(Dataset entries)
PR #270, opened 2019-12-03
[MA-253] Update Classification Flow

alex-demetriou:
### What
- Change Letter 2 arrears amount to 3 weeks' rent
- Remove the warning letter stage
- Change the NOSP to require letter 2 to have been sent instead of the warning letters
- Update classification rules and test

### Why
Implementation of the tenancy classification needs to be changed to reflect warning letter being removed from the flow. Other classification rules have also been updated.


app/models/hackney/income/models/case_priority.rb
```diff
@@ -4,7 +4,7 @@ module Models
       class CasePriority < ApplicationRecord
         enum classification: {
           no_action: 0, send_letter_two: 1, send_letter_one: 2, send_first_SMS: 3, send_NOSP: 4,
-          send_warning_letter: 5, apply_for_court_date: 6, send_court_warning_letter: 7
+          apply_for_court_date: 5, send_court_warning_letter: 6
```
richrace: Are we happy with these enum changes?

https://api.rubyonrails.org/v5.2.3/classes/ActiveRecord/Enum.html

If we have anything in the DB with integer value of `7`, what will it now do?

lib/hackney/income/tenancy_prioritiser/tenancy_classification.rb
```diff
@@ -113,13 +100,16 @@ def send_warning_letter?
...
+            Hackney::Tenancy::ActionCodes::INCOME_COLLECTION_LETTER_2,
+            Hackney::Tenancy::ActionCodes::INCOME_COLLECTION_LETTER_2_UH
           ]
 
           can_send_nosp = false
 
           if @criteria.nosp_expiry_date.present?
             can_send_nosp = @criteria.nosp_expiry_date < Time.zone.now
+          elsif @criteria.active_agreement?
+            can_send_nosp = false
```
richrace: Could we not just do:

```suggestion
            return false
```

app/models/hackney/income/models/case_priority.rb
elena-vi: this makes me a little uncomfortable, can we confidently say that the sync will just overwrite `7`s when it runs next?

lib/hackney/income/tenancy_prioritiser/tenancy_classification.rb
maysakanoni: Indeed, I've changed this!

app/models/hackney/income/models/case_priority.rb
richrace: I *think* we delete all records that have not been sync'd. So we *should* be fine to change the enum values.

https://github.com/LBHackney-IT/lbh-income-api/blob/master/lib/hackney/income/schedule_sync_cases.rb#L23

I'd prefer it if we do not change enum values unless there's an exceptional reason - which I do not think this is.

maysakanoni: Updated here https://github.com/LBHackney-IT/lbh-income-api/pull/270/commits/a8d1e2ef67a76f03ed76207438e62d85aabf2da3

lib/hackney/income/tenancy_prioritiser/tenancy_classification.rb
kjdchapman: Fixed this in 34a7f84ed

lib/hackney/income/tenancy_prioritiser/tenancy_classification.rb
```diff
@@ -67,43 +66,35 @@ def apply_for_court_date?
...
-            Hackney::Tenancy::ActionCodes::AUTOMATED_SMS_ACTION_CODE,
-            Hackney::Tenancy::ActionCodes::MANUAL_SMS_ACTION_CODE
+          return if @case_priority.paused?
+          return if @criteria.nosp_served?
+          return if @criteria.active_agreement?
+
+          after_letter_one_actions = [
+            Hackney::Tenancy::ActionCodes::INCOME_COLLECTION_LETTER_1,
+            Hackney::Tenancy::ActionCodes::INCOME_COLLECTION_LETTER_2,
+            Hackney::Tenancy::ActionCodes::INCOME_COLLECTION_LETTER_2_UH,
```
richrace: I like this name 👍

lib/hackney/income/tenancy_prioritiser/tenancy_classification.rb
```diff
@@ -67,43 +66,35 @@ def apply_for_court_date?
...
+            @criteria.active_agreement? == false
         end
 
         def send_letter_one?
-          valid_actions = [
-            Hackney::Tenancy::ActionCodes::AUTOMATED_SMS_ACTION_CODE,
-            Hackney::Tenancy::ActionCodes::MANUAL_SMS_ACTION_CODE
+          return if @case_priority.paused?
+          return if @criteria.nosp_served?
+          return if @criteria.active_agreement?
```
richrace: Shouldn't these `return false if` rather than `nil`?

lib/hackney/income/tenancy_prioritiser/tenancy_classification.rb
```diff
@@ -67,43 +66,35 @@ def apply_for_court_date?
...
+            Hackney::Tenancy::ActionCodes::INCOME_COLLECTION_LETTER_2_UH,
+            Hackney::Tenancy::ActionCodes::COURT_WARNING_LETTER_SENT
           ]
 
-          @criteria.last_communication_action.in?(valid_actions) &&
-            @criteria.balance > 10 &&
-            @criteria.nosp_served? == false &&
-            last_communication_between_three_months_one_week? &&
-            @case_priority.paused? == false
+          return if @criteria.last_communication_action.in?(after_letter_one_actions) &&
```
richrace:
```suggestion
          return false if @criteria.last_communication_action.in?(after_letter_one_actions) &&
```

lib/hackney/income/tenancy_prioritiser/tenancy_classification.rb
```diff
@@ -67,43 +66,35 @@ def apply_for_court_date?
...
+                    last_communication_newer_than?(3.months.ago)
+
+          @criteria.balance >= @criteria.weekly_rent
         end
 
         def send_letter_two?
           valid_actions = [
             Hackney::Tenancy::ActionCodes::INCOME_COLLECTION_LETTER_1
```
richrace: Do we not care if the Letter 1 from UH has been sent?

lib/hackney/income/tenancy_prioritiser/tenancy_classification.rb
```diff
@@ -112,35 +103,37 @@ def send_warning_letter?
         end
 
         def send_nosp?
+          return if @criteria.active_agreement?
+          return if @case_priority.paused?
```
richrace: `return false if ...`?

lib/hackney/income/tenancy_prioritiser/tenancy_classification.rb
```diff
@@ -112,35 +103,37 @@ def send_warning_letter?
...
-            @criteria.balance >= arrear_accumulation_by_number_weeks(4) &&
-            @case_priority.paused? == false
+          can_send_nosp &&
+            @criteria.nosp_served? == false &&
+            @criteria.balance >= arrear_accumulation_by_number_weeks(4)
         end
 
         def last_communication_between_three_months_one_week?
-          return false if @criteria.last_communication_date.nil?
+          return if @criteria.last_communication_date.nil?
```
richrace:
```suggestion
          return false if @criteria.last_communication_date.nil?
```

lib/hackney/income/tenancy_prioritiser/tenancy_classification.rb
```diff
@@ -112,35 +103,37 @@ def send_warning_letter?
...
+          last_communication_older_than?(1.week.ago) && last_communication_newer_than?(3.months.ago)
         end
 
-        def last_communication_date_before?(date)
+        def last_communication_older_than?(date)
           @criteria.last_communication_date <= date.to_date
         end
 
-        def last_communication_date_after?(date)
+        def last_communication_newer_than?(date)
```
richrace: 👍 Better naming for these functions. Thanks!

spec/lib/hackney/income/tenancy_prioritiser/classifications/send_letter_two_spec.rb
```diff
@@ -0,0 +1,119 @@
+require 'rails_helper'
+
+describe 'Send Letter Two Rule', type: :feature do
+  letter_1_in_arrears_sent_code = 'IC1'.freeze
```
richrace:
```suggestion
  letter_1_in_arrears_sent_code = Hackney::Tenancy::ActionCodes::INCOME_COLLECTION_LETTER_1
```

lib/hackney/income/tenancy_prioritiser/tenancy_classification.rb
kjdchapman: `action_codes` only lists a `INCOME_COLLECTION_LETTER_1`, with no UH variant. i'll ask Elaine if there's a code for this.

kjdchapman:
With a bit more thinking/reading, I heartily agree `return false` is better here - didn't twig that as I was writing these, thanks! Fixed it in https://github.com/LBHackney-IT/lbh-income-api/pull/270/commits/0485ddf1fb5be53c2c89e453939cfb0ffa8deb8d.

The condition matrices were alright - I like the extensive examples, the coverage they offer. I'm worried about their readability / size. I'd like to try some things out with them as I spend more time in this area.

lib/hackney/income/tenancy_prioritiser/tenancy_classification.rb
kjdchapman: There is, indeed, a code for this, and I've added it in in https://github.com/LBHackney-IT/lbh-income-api/pull/270/commits/55ee8d0363c92a2e8b0bb34619612f80b1e69072. Good spot!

§ **Task to carry out**
Look through the records and gather each line with the word "have".

§ **Solution to this task**
- Change the NOSP to require letter 2 to have been sent instead of the warning letters
Implementation of the tenancy classification needs to be changed to reflect warning letter being removed from the flow. Other classification rules have also been updated.
If we have anything in the DB with integer value of `7`, what will it now do?
richrace: I *think* we delete all records that have not been sync'd. So we *should* be fine to change the enum values.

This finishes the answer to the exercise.